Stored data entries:
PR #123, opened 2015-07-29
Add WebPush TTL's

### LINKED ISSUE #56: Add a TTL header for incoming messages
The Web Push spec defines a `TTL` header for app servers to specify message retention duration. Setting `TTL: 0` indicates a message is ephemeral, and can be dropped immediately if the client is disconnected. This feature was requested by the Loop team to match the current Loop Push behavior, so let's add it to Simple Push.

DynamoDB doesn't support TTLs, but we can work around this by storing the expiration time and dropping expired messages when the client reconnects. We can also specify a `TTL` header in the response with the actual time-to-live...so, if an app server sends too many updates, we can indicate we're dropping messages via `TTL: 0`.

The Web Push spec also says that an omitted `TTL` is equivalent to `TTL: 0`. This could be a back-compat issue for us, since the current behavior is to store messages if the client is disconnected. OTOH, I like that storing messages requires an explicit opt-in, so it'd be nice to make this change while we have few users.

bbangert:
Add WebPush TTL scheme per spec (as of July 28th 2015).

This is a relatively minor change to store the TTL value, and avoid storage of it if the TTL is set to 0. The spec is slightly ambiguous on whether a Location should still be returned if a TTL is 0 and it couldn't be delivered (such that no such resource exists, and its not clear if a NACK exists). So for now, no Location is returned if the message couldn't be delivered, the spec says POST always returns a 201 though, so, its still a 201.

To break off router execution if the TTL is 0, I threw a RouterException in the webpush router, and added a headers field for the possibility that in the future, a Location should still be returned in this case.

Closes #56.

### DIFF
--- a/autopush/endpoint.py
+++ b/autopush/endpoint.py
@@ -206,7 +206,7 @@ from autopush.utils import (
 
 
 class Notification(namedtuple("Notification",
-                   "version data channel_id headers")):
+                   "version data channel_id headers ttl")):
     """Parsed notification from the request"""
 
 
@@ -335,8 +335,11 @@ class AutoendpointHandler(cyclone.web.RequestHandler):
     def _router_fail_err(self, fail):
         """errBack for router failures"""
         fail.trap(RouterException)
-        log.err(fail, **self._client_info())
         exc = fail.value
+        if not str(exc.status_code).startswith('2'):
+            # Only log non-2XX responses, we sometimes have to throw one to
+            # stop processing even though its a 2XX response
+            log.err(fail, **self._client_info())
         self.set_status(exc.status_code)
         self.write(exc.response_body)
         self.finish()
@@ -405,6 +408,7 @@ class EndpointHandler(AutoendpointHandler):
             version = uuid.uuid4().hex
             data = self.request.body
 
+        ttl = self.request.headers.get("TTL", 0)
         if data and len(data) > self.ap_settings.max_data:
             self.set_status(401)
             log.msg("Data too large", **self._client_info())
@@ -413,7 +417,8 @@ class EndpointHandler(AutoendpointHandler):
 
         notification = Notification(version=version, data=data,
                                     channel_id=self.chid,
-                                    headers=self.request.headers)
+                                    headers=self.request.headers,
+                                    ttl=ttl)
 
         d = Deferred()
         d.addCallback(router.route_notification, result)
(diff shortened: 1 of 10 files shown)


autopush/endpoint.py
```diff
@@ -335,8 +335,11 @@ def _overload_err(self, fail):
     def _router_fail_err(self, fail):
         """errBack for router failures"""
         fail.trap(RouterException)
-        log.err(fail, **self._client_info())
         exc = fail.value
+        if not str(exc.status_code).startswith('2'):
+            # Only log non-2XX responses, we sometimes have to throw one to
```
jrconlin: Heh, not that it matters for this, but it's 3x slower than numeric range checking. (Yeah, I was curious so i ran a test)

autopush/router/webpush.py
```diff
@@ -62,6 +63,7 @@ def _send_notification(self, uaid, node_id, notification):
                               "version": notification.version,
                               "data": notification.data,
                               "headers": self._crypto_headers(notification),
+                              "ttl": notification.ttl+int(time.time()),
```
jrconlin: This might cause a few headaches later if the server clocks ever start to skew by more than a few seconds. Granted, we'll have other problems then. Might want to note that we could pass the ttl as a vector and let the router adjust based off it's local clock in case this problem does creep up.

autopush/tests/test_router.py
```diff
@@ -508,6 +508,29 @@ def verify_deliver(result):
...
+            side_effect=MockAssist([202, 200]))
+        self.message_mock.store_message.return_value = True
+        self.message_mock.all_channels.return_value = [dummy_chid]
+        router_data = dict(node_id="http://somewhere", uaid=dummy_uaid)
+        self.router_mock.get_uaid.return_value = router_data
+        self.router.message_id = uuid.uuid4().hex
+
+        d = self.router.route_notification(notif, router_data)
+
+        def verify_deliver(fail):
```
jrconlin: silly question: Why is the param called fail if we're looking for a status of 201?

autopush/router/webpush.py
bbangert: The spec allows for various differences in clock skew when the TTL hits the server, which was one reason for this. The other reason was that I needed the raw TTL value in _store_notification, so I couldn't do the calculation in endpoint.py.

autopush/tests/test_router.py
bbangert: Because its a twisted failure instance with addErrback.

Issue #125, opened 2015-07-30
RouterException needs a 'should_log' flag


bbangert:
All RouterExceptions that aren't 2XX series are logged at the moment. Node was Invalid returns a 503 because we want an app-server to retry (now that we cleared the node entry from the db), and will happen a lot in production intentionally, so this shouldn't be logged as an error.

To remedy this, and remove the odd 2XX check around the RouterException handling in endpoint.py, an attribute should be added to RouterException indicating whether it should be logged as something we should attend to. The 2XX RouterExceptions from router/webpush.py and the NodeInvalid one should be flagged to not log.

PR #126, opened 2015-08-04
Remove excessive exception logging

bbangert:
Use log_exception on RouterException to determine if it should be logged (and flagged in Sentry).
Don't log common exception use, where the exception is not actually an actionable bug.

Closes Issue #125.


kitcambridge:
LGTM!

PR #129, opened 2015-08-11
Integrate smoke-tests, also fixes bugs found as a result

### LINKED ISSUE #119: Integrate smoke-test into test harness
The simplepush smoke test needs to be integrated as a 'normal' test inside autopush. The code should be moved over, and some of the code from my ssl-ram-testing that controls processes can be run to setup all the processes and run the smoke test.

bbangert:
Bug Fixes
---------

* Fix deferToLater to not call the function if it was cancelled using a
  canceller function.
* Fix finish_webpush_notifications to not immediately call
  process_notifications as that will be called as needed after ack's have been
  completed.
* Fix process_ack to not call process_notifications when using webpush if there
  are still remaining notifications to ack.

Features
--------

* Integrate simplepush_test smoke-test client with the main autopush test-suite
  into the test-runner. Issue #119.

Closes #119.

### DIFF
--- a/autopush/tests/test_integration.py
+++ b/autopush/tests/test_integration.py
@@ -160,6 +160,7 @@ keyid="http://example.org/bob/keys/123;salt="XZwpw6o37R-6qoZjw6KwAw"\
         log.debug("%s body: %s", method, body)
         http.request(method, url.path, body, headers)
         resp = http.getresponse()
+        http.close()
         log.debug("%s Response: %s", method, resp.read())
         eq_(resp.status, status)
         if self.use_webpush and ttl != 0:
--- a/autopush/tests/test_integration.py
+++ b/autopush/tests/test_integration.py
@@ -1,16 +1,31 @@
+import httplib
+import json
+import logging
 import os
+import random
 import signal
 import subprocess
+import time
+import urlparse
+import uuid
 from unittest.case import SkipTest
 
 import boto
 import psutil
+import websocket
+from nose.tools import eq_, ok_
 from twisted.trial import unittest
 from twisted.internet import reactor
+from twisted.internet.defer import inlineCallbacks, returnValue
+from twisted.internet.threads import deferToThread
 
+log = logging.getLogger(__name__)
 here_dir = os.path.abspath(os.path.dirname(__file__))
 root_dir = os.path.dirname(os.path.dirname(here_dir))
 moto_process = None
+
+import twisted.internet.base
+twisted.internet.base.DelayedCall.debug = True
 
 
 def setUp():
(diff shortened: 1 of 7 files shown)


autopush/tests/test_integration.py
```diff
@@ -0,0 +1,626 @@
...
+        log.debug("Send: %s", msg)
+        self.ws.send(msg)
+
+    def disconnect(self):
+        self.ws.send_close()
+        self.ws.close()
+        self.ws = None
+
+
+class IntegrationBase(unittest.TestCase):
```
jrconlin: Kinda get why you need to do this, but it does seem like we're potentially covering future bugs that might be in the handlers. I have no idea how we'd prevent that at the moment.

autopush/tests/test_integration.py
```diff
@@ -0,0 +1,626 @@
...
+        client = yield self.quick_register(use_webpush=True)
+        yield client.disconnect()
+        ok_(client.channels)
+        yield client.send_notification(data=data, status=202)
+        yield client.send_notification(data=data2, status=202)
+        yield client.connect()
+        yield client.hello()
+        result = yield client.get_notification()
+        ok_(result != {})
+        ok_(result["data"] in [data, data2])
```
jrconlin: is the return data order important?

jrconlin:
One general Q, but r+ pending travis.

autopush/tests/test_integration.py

## [DIRECTIONS FOR THIS TASK]
Your answer should consist only of the lines from the one with "One general Q, but r+ pending travis." through the last line of the entries above, retyped exactly.

## [REPLY TO THE TASK]
One general Q, but r+ pending travis.

autopush/tests/test_integration.py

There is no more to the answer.